2. River valleys: spatially isolated "microbial islands"

Across all ecosystems, lowland river valleys showed the strongest geographic isolation signal (Figure 4). The greater the distance between two valleys, the larger the microbial differences — resembling islands separated by rivers and mountains, where microbes have limited opportunities for exchange and evolve independently.

Figure 5: Relative importance of climate, soil, and spatial factors on microbial taxonomic and functional diversity across ecosystems (Image by KIB)

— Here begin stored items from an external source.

Issue #7462, opened 2022-01-26
Note: The `cpuid` table is x86 only


directionless:
I think we expected to need to drop some tables with `m1` support, but I don't remember if the `cpuid` table was one. Is this intentional?

alessandrogario:
> I think we expected to need to drop some tables with `m1` support, but I don't remember if the `cpuid` table was one. Is this intentional?

Yes this is intentional and is also missing from the Linux AArch64 port we used for Graviton; the cpuid instruction used in the implementation file is Intel-specific, and there is not a direct replacement.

This spatial isolation is also reflected in community assembly: the formation of valley microbial communities is dominated by dispersal limitation and random drift — meaning whether microbes can reach a location matters more than local environmental conditions for determining who settles there (Figure 5). Functionally, valleys harbored the richest functional hotspots, especially in energy metabolism, cellular physiology, and environmental adaptation (Figure 6).

Figure 6: Distribution of microbial functional hotspots across ecosystems (Image by KIB)

3. Forests: jointly driven by space and environment

Forest ecosystems showed a moderate isolation signal (Figure 4). Spatial distance remained an important factor influencing microbial diversity, but its impact was less extreme than in valleys. Meanwhile, environmental factors (e.g., soil and climate) began to emerge (Figure 5).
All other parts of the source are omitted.